* **EXERCISE DESCRIPTION**
Could you find every line in the records below that contains the word "reporting" and copy it?

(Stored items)
PR #245, opened 2020-02-15
[test] Disable testMuliEditFixitCodeActionNote

benlangmuir:
SourceKit-LSP appears to be behaving correctly, but the toolchain
sourcekitd is sometimes returning 0 warnings instead of 1 in this test
when run on Linux. Disabling while we investigate, since this does not
appear to be a new issue, nor an issue without sourcekit-lsp itself.

rdar://problem/59487935


benlangmuir:
@swift-ci please test

PR #247, opened 2020-02-18
Support for clangd's go-to-definition for #include/#import

DavidGoldman:
- By forwarding the request to clangd when it fails to give
  symbol information, we are able to use its built in
  go-to-definition support for headers (jump to header file)

### DIFF
--- a/Sources/SourceKit/SourceKitServer.swift
+++ b/Sources/SourceKit/SourceKitServer.swift
@@ -599,6 +599,8 @@ extension SourceKitServer {
     let index = self.workspace?.index
     let callback = callbackOnQueue(self.queue) { (result: Result<SymbolInfoRequest.Response, ResponseError>) in
       guard let symbols: [SymbolDetails] = result.success ?? nil, let symbol = symbols.first else {
+        let handled = languageService.definition(req)
+        guard !handled else { return }
         if let error = result.failure {
           req.reply(.failure(error))
         } else {
--- a/Sources/LanguageServerProtocol/SupportTypes/DocumentURI.swift
+++ b/Sources/LanguageServerProtocol/SupportTypes/DocumentURI.swift
@@ -12,6 +12,22 @@
 
 import Foundation
 
+/// Standardize the URL.
+///
+/// This normalizes escape sequences in file URLs, like `%40` --> `@`.
+/// But for non-file URLs, has no effect.
+fileprivate func standardize(url: URL) -> URL {
+  guard url.isFileURL else { return url }
+
+  // This has the side-effect of removing trailing slashes from file URLs
+  // on Linux, so we may need to add it back.
+  let standardized = url.standardizedFileURL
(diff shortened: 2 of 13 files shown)


Sources/SourceKit/SourceKitServer.swift
```diff
@@ -599,6 +599,8 @@ extension SourceKitServer {
     let index = self.workspace?.index
     let callback = callbackOnQueue(self.queue) { (result: Result<SymbolInfoRequest.Response, ResponseError>) in
       guard let symbols: [SymbolDetails] = result.success ?? nil, let symbol = symbols.first else {
+        let handled = languageService.definition(req)
```
benlangmuir: If symbol info failed, how is definition going to work?  I would have expected we would do this call farther down if something goes wrong with the index lookup.  For example, we already handle that in Swift with the "fallbackLocation".  Since you're doing a separate request, maybe we should refactor this code to have a fallback handler closure that either uses the fallback location in sourcekitd or calls definition in clangd.  That would also let us avoid the boolean return type on definition, you could just have the sourcekitd implementation fatalError.

DavidGoldman: FWIW for this particular case `clangd` doesn't return any symbols, so in my mind the case is a bit different than sourcekitd's case.

A fallback handler could work, I'll try that

benlangmuir: Oh, what exactly is the case you're thinking of?  The case I was considering was opening a file but we have no index data.  The compiler still knows how to find the declaration in a header, so it's better than nothing even if it can't find the real definition which might be another .cpp.

DavidGoldman: By goto-header I mean CMD+click on header `#include` or `#import` in order to open the file, e.g.

Open header from include

DavidGoldman:
> This could use a test - a static tibs test workspace should work, just don't call `buildAndIndex` and it will have no index data.

Added a test, PTAL

benlangmuir:
@swift-ci please test

benlangmuir:
@swift-ci please test

benlangmuir:
@swift-ci please test Linux

benlangmuir:
@swift-ci please test

DavidGoldman:
Rebased onto master, please try running on CI again, I can't reproduce the failure in a swift docker container....

benlangmuir:
@swift-ci please test

benlangmuir:
@swift-ci please test

benlangmuir:
@swift-ci please test

benlangmuir:
@swift-ci please test

benlangmuir:
@swift-ci please test

benlangmuir:
@swift-ci please test

DavidGoldman:
@swift-ci please test

DavidGoldman:
@swift-ci please test

DavidGoldman:
@swift-ci please test

PR #248, opened 2020-02-19
[test] Make test URLs unique to avoid sourcekitd race

benlangmuir:
If a document is re-opened really quickly after a previous open or
modification, we might get a notification from the previous state of the
document when its AST finishes building. In normal operation, this is
benign, because when we make a request to get the new diagnostics and
semantic highlights, they are guaranteed to be for the new document. But
in testing, we don't generally anticipate these spurious notifications.
The ideal fix for this would be to shutdown and restart sourcekitd
server between tests. Currently there are bugs preventing that from
working in sourcekitd, so as a workaround, make sure all URLs in tests
are uniqued so they will not collide.

rdar://59488048


benlangmuir:
@swift-ci please test

PR #652, opened 2022-10-16
Redo the Folding Range Request on top of the Syntax Tree 

CodaFi:
Building upon the infrastructure that requests the lexical structure of the document from SwiftSyntax, redo the folding ranges request using the tree directly. This corrects a number of inconsistencies in the tests mostly due to incorrect SourceLocations in the semantic ASTs and the line comment merging logic.

To extract folding ranges, we were previously opening a temporary document to issue a syntactic structure request to SourceKit.

This change is not NFC - there are a number of quirks of the C++ version of the structure walkers that I think were incorrect and are fixed here. For example, the folding range for the `guard` in the FoldingRangeBase test occurs before the actual `{`! However, this PR does try to recreate the adjacent line comment merging behavior in the C++, but does also correct some bogus source ranges as a result.

Built upon #651

### DIFF
--- a/Sources/SourceKitLSP/Swift/SwiftLanguageServer.swift
+++ b/Sources/SourceKitLSP/Swift/SwiftLanguageServer.swift
@@ -961,8 +961,6 @@ extension SwiftLanguageServer {
   }
 
   public func foldingRange(_ req: Request<FoldingRangeRequest>) {
-    let keys = self.keys
-
     queue.async {
       guard let snapshot = self.documentManager.latestSnapshot(req.params.textDocument.uri) else {
         log("failed to find snapshot for url \(req.params.textDocument.uri)")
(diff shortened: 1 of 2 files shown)


CodaFi:
@swift-ci test

Sources/SourceKitLSP/Swift/SwiftLanguageServer.swift
```diff
@@ -978,143 +963,202 @@ extension SwiftLanguageServer {
...
+              _ = self.addFoldingRange(
+                start: start,
+                end: start + piece.sourceLength.utf8Length,
+                kind: .comment)
+            case .lineComment(_), .docLineComment(_):
+              if lineCommentStart == nil {
+                lineCommentStart = start
+              }
+            case .newlines(1), .carriageReturns(1), .spaces(_), .tabs(_):
+              if lineCommentStart != nil {
```
ahoppen, line 1046: IIUC this means that line comments separated by multiple newlines will be considered as one folding range. E.g. the following will be considered as one folding range instead of three, right? (I think these should be three separate folding ranges).

```swift
// One line
// Followed by a line

// Another line
// Followed by another line


// An another line
func foo() {}
```

---

Also, does this mean that we are reporting folding ranges for single line comments like the following? (I think we should not).

```swift
// Single line comment
func foo() {}
```

Sources/SourceKitLSP/Swift/SwiftLanguageServer.swift
```diff
@@ -978,143 +963,202 @@ extension SwiftLanguageServer {
...
+            return .visitChildren
+          }
+
+          guard let start: Position = snapshot.positionOf(utf8Offset: start),
+                let end: Position = snapshot.positionOf(utf8Offset: end) else {
+            log("folding range failed to retrieve position of \(snapshot.document.uri): \(start)-\(end)", level: .warning)
+            return .visitChildren
+          }
+          let range: FoldingRange
+          // If the client only supports folding full lines, ignore the end character's line.
```
ahoppen, line 1117: You probably meant the following, right?
```suggestion
          // If the client only supports folding full lines, ignore the end character's correct.
```

Sources/SourceKitLSP/Swift/SwiftLanguageServer.swift
```diff
@@ -978,143 +963,202 @@ extension SwiftLanguageServer {
...
+          return self.addFoldingRange(
+            start: node.argumentList.position.utf8Offset,
+            end: node.argumentList.endPosition.utf8Offset)
+        }
+
+        __consuming func finalize() -> Set<FoldingRange> {
+          return self.ranges
+        }
+
+        private func addFoldingRange(start: Int, end: Int, kind: FoldingRangeKind? = nil) -> SyntaxVisitorContinueKind {
```
ahoppen, line 1106: Is this returning a `SyntaxVisitorContinueKind` so you can `return self.addFoldingRange` in the `visit` methods? To me it implied that this method had some smart logic whether it should visit children or not and then I was surprised that it always returned `visitChildren`.

I think it would be good if you could either
- Add a doc comment like: ``This method always returns `.visitChildren` so `visit` method implementations can be `return self.addFoldingRange(…)` `` or
- Have this method return `Void`

Sources/SourceKitLSP/Swift/SwiftLanguageServer.swift
CodaFi: There are two newlines here

```
// One line
// Followed by a line

// Another line
// Followed by another line
```

and three here

```
// Another line
// Followed by another line


// An another line
```

These comments are therefore not merged.

Sources/SourceKitLSP/Swift/SwiftLanguageServer.swift
```diff
@@ -876,7 +861,7 @@ extension SwiftLanguageServer {
         return
       }
 
-      let tokens = snapshot.tokens.mergedAndSorted
+      let tokens = snapshot.tokens.semantic.sorted(by: { $0.start < $1.start })
```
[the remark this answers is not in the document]
CodaFi: How difficult would it be to redo the syntactic highlighting with the syntax tree? Specifically, it's not clear to me where SourceKit respects the "syntactic only" flag when generating the syntactic token stream in the first place.

Sources/SourceKitLSP/Swift/SwiftLanguageServer.swift
CodaFi: I've updated the doc comment to be clearer. This was the old comment FWIW.

Sources/SourceKitLSP/DocumentManager.swift
```diff
@@ -153,18 +153,16 @@ public final class DocumentManager {
...
-                if let adjustedRange = rangeAdjuster.adjust(token.range) {
-                  token.range = adjustedRange
-                  return token
-                } else {
-                  return nil
-                }
-              })
-          }
+          document.latestTokens.semantic = Array(document.latestTokens.semantic.lazy
+            .compactMap {
```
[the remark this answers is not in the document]
CodaFi: It will not have a positive effect since we're immediately draining the results into a fresh array to store it here. I left this code alone when I migrated the lexical token stream, so I'll drop it in #651.

Sources/SourceKitLSP/Swift/SwiftLanguageServer.swift
CodaFi: > Also, does this mean that we are reporting folding ranges for single line comments like the following? 

Outside of line range mode, both SourceKit and this PR report that single-line comment as a folding range.

Sources/SourceKitLSP/Swift/SwiftLanguageServer.swift
CodaFi: This was always meant to return `.skipChildren` if the number of ranges exceeded the requested limit. Thanks.

Sources/SourceKitLSP/Swift/SwiftLanguageServer.swift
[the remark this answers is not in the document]
fwcd: > IIRC merging the syntactic and semantic highlighting provided from sourcekitd was essential to provide good semantic highlighting because sourcekitd’s semantic highlights assume that the syntactic highlights shine through.

This is true, although we also have some level of lexical/syntactic highlighting on the VSCode side with its Swift grammar already (this is IIRC the original motivation for calling the LSP feature 'semantic highlighting', so only the heavy lifting is delegated to the language server). Still, other LSP clients might not have a separate grammar, additionally the quality of sourcekitd's syntactic tokens is (in my experience) considerably better than VSCode's TextMate grammar, so I'd be in favor of keeping lexical/syntactic highlighting if possible.

> How difficult would it be to redo the syntactic highlighting with the syntax tree?

Doing the syntactic highlighting with swift-syntax would probably be quite doable if the plan is to maintain a syntax tree on the language server side anyway. Is the long-term plan to let sourcekitd only handle the semantic tokens?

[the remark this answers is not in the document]
ahoppen: @CodaFi and I discussed this offline yesterday and I think we should be able to use SwiftSyntax’s `SyntaxClassifier` for syntactic highlighting (in my memory that one was even superior to `sourcekitd`’s syntactic highlighting) and only use `sourcekitd` for semantic highlighting.

Sources/SourceKitLSP/Swift/SwiftLanguageServer.swift
ahoppen: Do we have a test case that we are not merging these comments into one folding range?

CodaFi: Yes, these two lines assert what you're looking for https://github.com/apple/sourcekit-lsp/blob/main/Tests/SourceKitLSPTests/FoldingRangeTests.swift#L73-L74

The corresponding comments are

```
//
// MARK: - A mark! -
//

//
// FIXME: a fixme
//
```

ahoppen: Nice. Thank you 👍

ahoppen (approved):
Thank you, looks good to me and it’s great to see us get rid of another `sourcekitd` request.

PR #659, opened 2022-10-25
SKCore: use `PackageModel.BuildFlags` instead of TSC

MaxDesiatov:
As TSC would like to deprecate `BuildFlags` (https://github.com/apple/swift-tools-support-core/pull/359), let's use new `struct BuildFlags` from SwiftPM's `PackageModel`.


MaxDesiatov:
https://github.com/apple/swift-package-manager/pull/5837
@swift-ci please test

ahoppen (approved):

PR #660, opened 2022-10-26
Add dependency on IDEUtils

ahoppen:
Reflect for the fact that SyntaxClassifier has moved to a new `IDEUtils` module.


ahoppen:
@swift-ci Please test

PR #661, opened 2022-10-26
SourceKitLSP: add new dependency introduced in SwiftSyntax

compnerd:
Add a dependency on IDEUtils that is missing in the build.


compnerd:
Please test with following PRs:
apple/swift-syntax#1029

@swift-ci please test

PR #682, opened 2022-12-20
Allow folding range response from clangd

bnbarham:
clangd supports folding range in stable/20221013. Update the test to allow an actual response.


bnbarham:
@swift-ci please test

PR #686, opened 2023-01-02
SourceKit: sever dependency on `TSCUtility`

compnerd:
The dependency on `TSCUtility` was strictly for identifying the platform of execution. This logic is relatively self-contained and effectively an extension over an enumeration. Replicate this logic with updates for new syntactic improvements. This allows us to partially reduce dependency on swift-tools-support-core. The dependency on TSCBasic is more complicated to remove due to the extensive use of `AbsolutePath`.


compnerd:
@swift-ci please test

Tests/SourceKitDTests/CrashRecoveryTests.swift
```diff
@@ -42,7 +43,7 @@ fileprivate extension HoverResponse {
 
 final class CrashRecoveryTests: XCTestCase {
   func testSourcekitdCrashRecovery() throws {
-    try XCTSkipUnless(isDarwinHost, "Linux and Windows use in-process sourcekitd")
+    try XCTSkipUnless(Platform.current == .some(.darwin), "Linux and Windows use in-process sourcekitd")
```
ahoppen, line 46: Nit: Wouldn’t this be nicer as
```suggestion
    try XCTSkipUnless(Platform.current == Platform.darwin, "Linux and Windows use in-process sourcekitd")
```

Or I think `.darwin` might even work as well, but I’m not sure.

Tests/SourceKitDTests/SourceKitDTests.swift
```diff
@@ -13,25 +13,23 @@
...
 import SKCore
+import SKSupport
 import TSCBasic
 import ISDBTibs
 import ISDBTestSupport
+import Foundation
 import XCTest
 
-import enum TSCUtility.Platform
+import class TSCBasic.Process
```
ahoppen, line 23: How come we need to import `TSCBasic.Process` where we didn’t need to import it before?

Sources/SKSupport/Platform.swift
```diff
@@ -10,10 +10,74 @@
...
+  public static var current: Platform? = {
+    #if os(Windows)
+    return .windows
+    #else
+    switch try? Process.checkNonZeroExit(args: "uname")
+        .trimmingCharacters(in: .whitespacesAndNewlines)
+        .lowercased() {
+    case .some("darwin"):
+      return .darwin
+    case .some("linux"):
```
ahoppen, line 68: Nit: I think this reads better as

```suggestion
    case "darwin"?:
      return .darwin
    case "linux"?:
```

Sources/SKSupport/Platform.swift
```diff
@@ -10,10 +10,74 @@
...
+  }
+
+  return (try? localFileSystem.readFileContents(AbsolutePath(validating: "/etc/system-release")))?.cString.hasPrefix("Amazon Linux release 2") ?? false
+}
+
+public enum Platform: Equatable {
+  public enum LinuxDistribution: Equatable {
+    case debian
+    case fedora
+  }
```
ahoppen, line 48: I don’t think we are differentiating between Debian and Fedora anywhere in SourceKit-LSP (and I don’t see us needing the differentiation anytime soon), so maybe we should just remove the distinction, especially since the Debian vs Fedora check seems to be the most complicated.

ahoppen (commented):
It’s a shame we need to duplicate the logic but if we want to get rid of the TSC it’s something we just have to do 😢

compnerd:
Yes, except, it seems that this functionality is used only in LSP.  The other piece of the interface is in SPM only.  As a result we can split it up this way and deprecate it in TSC.

Tests/SourceKitDTests/CrashRecoveryTests.swift
compnerd: Ah, right, I think that `.darwin` might work, and that is better.

Tests/SourceKitDTests/SourceKitDTests.swift
compnerd: Because `TSCUtility` dragged it along for us.  Something something `@_implementationOnly` all the things and explicit imports.

Sources/SKSupport/Platform.swift
compnerd: I have to agree, thanks!

Sources/SKSupport/Platform.swift
compnerd: I ... uh, yeah, I should've done that.  I don't know why I didn't.  Sorry.

compnerd:
@swift-ci please test

compnerd:
https://github.com/apple/swift-package-manager/pull/6011
https://github.com/apple/swift-tools-support-core/pull/378

Are the other parts of this change that together deprecate `TSCUtility.Platform`.  It really is unfortunate that the symbol has to be public as it is used across multiple modules.

ahoppen (approved):

compnerd:

PR #693, opened 2023-01-13
Remove workaround for SR-16097 to decode Shutdown request

ahoppen:
rdar://92254952


ahoppen:
@swift-ci Please test

PR #698, opened 2023-01-24
Add failure message to assert in testSystemModuleInterface

ahoppen:
This helps us debug if the test fails in CI.


ahoppen:
@swift-ci Please test

PR #699, opened 2023-01-24
NFC: add `.vscode` to `.gitignore`

MaxDesiatov:
When running tests with VS Code, it creates additional `launch.json` which there's little sense to share between repository clones. Let's prevent it from being committed by accident.

### DIFF
--- a/.gitignore
+++ b/.gitignore
@@ -8,3 +8,4 @@ Package.resolved
 /*.sublime-workspace
 /.swiftpm
 .*.sw?
+.vscode


MaxDesiatov:
@swift-ci test

compnerd:
I'd rather not see this happen - `.vscode/` does contain stuff that we do want to enable e.g. `extensions.json` for extension recommendations.  I can see the desire to exclude `launch.json`, but having a workspace centric `launch.json` is still useful, users can always add a user specific `launch.json` IIRC.

MaxDesiatov:
This makes sense, I only based this on my past experience that most maintainers prefer these files to be excluded from commits.

@benlangmuir @ahoppen would you be interested in having this VS Code-specific workspace configuration committed to SourceKit-LSP repository instead of ignored like in this PR?

benlangmuir:
Do we have any concrete .vscode/ files we want to share ready to commit?  If not, I'm inclined to take this gitignore change.  We can always change gitignore again later.  But I'll defer to @ahoppen if he feels differently.

compnerd:
I think that we should add a `.vscode/extensions.json` with a pointer to `sswg.swift-lang`.

MaxDesiatov:
While running tests with `sswg.swift-lang` it created this `.vscode/launch.json`:

```json
{
    "configurations": [
        {
            "type": "lldb",
            "request": "launch",
            "name": "Debug sourcekit-lsp",
            "program": "${workspaceFolder:sourcekit-lsp}/.build/debug/sourcekit-lsp",
            "args": [],
            "cwd": "${workspaceFolder:sourcekit-lsp}",
            "preLaunchTask": "swift: Build Debug sourcekit-lsp"
        },
        {
            "type": "lldb",
            "request": "launch",
            "name": "Release sourcekit-lsp",
            "program": "${workspaceFolder:sourcekit-lsp}/.build/release/sourcekit-lsp",
            "args": [],
            "cwd": "${workspaceFolder:sourcekit-lsp}",
            "preLaunchTask": "swift: Build Release sourcekit-lsp"
        }
    ]
}
```

It doesn't contain any absolute paths, but I assume any user would have it recreated immediately after they start using the extension. OTOH, if someone starts adding more launch tasks to their configuration, they could commit those changes by accident I reckon?

compnerd:
The workspace wide configuration should be portable, and allows us to add any recommended flags, which is convenient for getting started.

MaxDesiatov:
Closing in favor of #700.

PR #704, opened 2023-01-31
Move `enum Platform` to SwiftPM

MaxDesiatov:
SwiftPM uses `Platform` type from TSC, which was recently deprecated after moving it to SourceKit-LSP. Let's share it with SwiftPM instead of having copies around.


MaxDesiatov:
https://github.com/apple/swift-package-manager/pull/6087

@swift-ci test

compnerd:
I'm not sure if this is really ideal - this type is simpler to deal with what LSP needs.  Does it make sense for SPM to vend this?  Perhaps we should vend this from swift-driver?

MaxDesiatov:
We'd like SourceKit-LSP to play better with cross-compilation destinations in the near future, which are currently handled by SwiftPM. From that perspective, sharing `Platform` would be beneficial. I don't mind moving it to swift-driver, but then do we want SourceKit-LSP to gain an explicit dependency on swift-driver?

ahoppen (approved):
Thanks. Sharing more code is always good 👍

PR #705, opened 2023-01-31
Add extended logging to SwiftIntefaceTests.testSystemModuleInterface

ahoppen:
This enables lower-level logging for a single test case, which will hopefully help us figure out why that test is sometimes failing in CI.

rdar://104871745 tracks that we should remove this extended logging again once it has fulfilled its purpose.


ahoppen:
@swift-ci Please test

Issue #1298, opened 2024-05-14
Debounce work done progress that shows the index update


ahoppen:
We currently create a work done progress in the editor as soon as a file starts to be indexed. While this is great to see exactly what’s going on indexing-wise, it might be too noisy for users if `Indexing: 0/1` shows up for fractions of a section whenever a file is saved. We should consider debouncing its display.

ahoppen:
Synced to Apple’s issue tracker as rdar://128071328

PR #1467, opened 2024-06-08
Debounce the creation of work done progress for indexing and package reloading

ahoppen:
This avoids us from showing a work done progress for short-lived index tasks that take less than a second.

Fixes https://github.com/apple/sourcekit-lsp/issues/1298
rdar://128071328


ahoppen:
@swift-ci Please test

hamishknight (approved):

PR #1472, opened 2024-06-10
Android: use the right setpriority() signature for Bionic

finagolfin:
I had to apply [a similar patch to keep this repo cross-compiling for Android](https://github.com/finagolfin/swift-android-sdk/commit/80a4fee0f8d0c0e517d6e4cdd2c38218844d75cb#diff-2d4e6bc96862356bd7129ebabe486bb38286f6f16b855df629879a4d617de4ba) on my daily CI.


ahoppen (approved):
Huh, interesting that Android has the same kind of non-standard POSIX headers as Darwin.

ahoppen:
@swift-ci Please test

finagolfin:
> Huh, interesting that Android has the same kind of non-standard POSIX headers as Darwin.

Both get a lot of their libc code from BSD is my understanding. 😄

PR #1473, opened 2024-06-11
Relax assertions about diagnostics from missing protocol requirements

ahoppen:
In some Swift 6 toolchains, the diagnostic about missing protocol requirements is emitted on the protocol in the inheritance clause instead of the conforming type. Relax a few assertions in the tests.


ahoppen:
@swift-ci Please test

bnbarham (approved):

hamishknight (commented):
LGTM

* **RESULT OF THIS EXERCISE**
Also, does this mean that we are reporting folding ranges for single line comments like the following? (I think we should not).
CodaFi: > Also, does this mean that we are reporting folding ranges for single line comments like the following? 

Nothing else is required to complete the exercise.